COMMISSIONER OF INTERNAL REVENUE
____________________________________
On Appeal From the United States Tax Court
(Tax Court No. 04-15852)
Tax Court Judge: Honorable Diane L. Kroupa
_______________________________________
Submitted Under Third Circuit LAR 34.1(a)
August 22, 2005
Before: ALITO, SMITH AND COWEN, CIRCUIT JUDGES
(Filed September 21, 2005)
_______________________
OPINION
_______________________
PER CURIAM
Following the decision of the United States Tax Court sustaining the Internal
Revenue Service’s (“IRS”) determination of a tax deficiency, appellant Roger Hattman
filed a “Petition for Writs of Mandamus, Prohibition and Error to the Tax Court.” For the
reasons that follow we will affirm the Tax Court’s decision and deny Hattman the
requested petitions.
Having failed to receive a U.S. Individual Income Tax Return from Hattman for
the tax year ending December 2002, the IRS computed appellant’s 2002 federal taxes for
him. Along with the computation report, a Notice of Deficiency was sent to Hattman on
May 28, 2004, informing him of his tax deficiency for 2002, and other penalties and
additions which had been imposed under Sections 6651(a)(1)-(2) and 6654(a) of the
Internal Revenue Code. Hattman timely petitioned for a redetermination of the amount of
tax owed. Rather than petitioning for a reduction, however, Hattman asked the Tax Court
to order the Notice of Deficiency void. Hattman asserted that he lives and works on
private property that is in no way connected with the state or federal government; thus, he
set forth the contention that he is “not subject” to any law or the Internal Revenue Code.
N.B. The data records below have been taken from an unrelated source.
PR #6415, opened 2017-10-23
lint setuptools args: recipes "c" 2

mbargull:

Lint fixes, cleanup, update.

### DIFF
--- a/recipes/cobra/meta.yaml
+++ b/recipes/cobra/meta.yaml
@@ -1,14 +1,17 @@
-build:
-  number: 0
-  skip: True # [osx]
+{% set version = "0.4.0" %}
 
 package:
   name: cobra
-  version: "0.4.0"
+  version: {{ version }}
 
 source:
-  git_url: https://github.com/opencobra/cobrapy.git
-  git_tag: de484b5a044da58496b4733f9d7c0302a55f4285
+  fn: cobra-{{ version }}.tar.gz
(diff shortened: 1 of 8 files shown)


recipes/cobra/meta.yaml
```diff
@@ -1,14 +1,17 @@
...
 
 source:
-  git_url: https://github.com/opencobra/cobrapy.git
-  git_tag: de484b5a044da58496b4733f9d7c0302a55f4285
+  fn: cobra-{{ version }}.tar.gz
+  url: https://pypi.io/packages/source/c/cobra/cobra-{{ version }}.tar.gz
+  sha256: 104e1f73f78d463849161143e8f2b98fcd7cb5ce8ee2c5b0c704ce3153036e30
+
+build:
+  number: 1
```
bgruening: any reason to increase there the build number?

mbargull: Hm.. The source is definitely different since one is a whole repository and the other one is a Python sdist. Would that justify a rebuild? If we want to avoid a rebuild, I'd then rather use a tarball from GitHub for the previously given tag; and just comment out the PyPI source for future references/uses. Would that be fine?
That way we would avoid a version number increase/rebuild *and* be sure the source did not change.

bgruening: Fair enough. In principle you would assume it is the same content, but better save than sorry.

PR #6417, opened 2017-10-23
Update pyProphet

blankclemens:


eseiler:
Since the package is only compatible with python2, we need to either skip the python3 builds, or see if we can convert the files to be compatible with python3 (see [HISAT2 recipe](https://github.com/bioconda/bioconda-recipes/blob/master/recipes/hisat2/build.sh) ).

blankclemens:
Thanks!

bgruening:
Thanks @blankclemens and @eseiler!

The Commissioner of the IRS responded with a motion to dismiss the petition for
failure to state a claim. The Commissioner argued that Hattman’s petition set forth no
factual or justiciable claims of error in the determination of the deficiency or liability as
required by Tax Court Rule 34(b). The Tax Court afforded Hattman the opportunity to
file an amended petition, and ordered a hearing to be held on the Commissioner’s motion.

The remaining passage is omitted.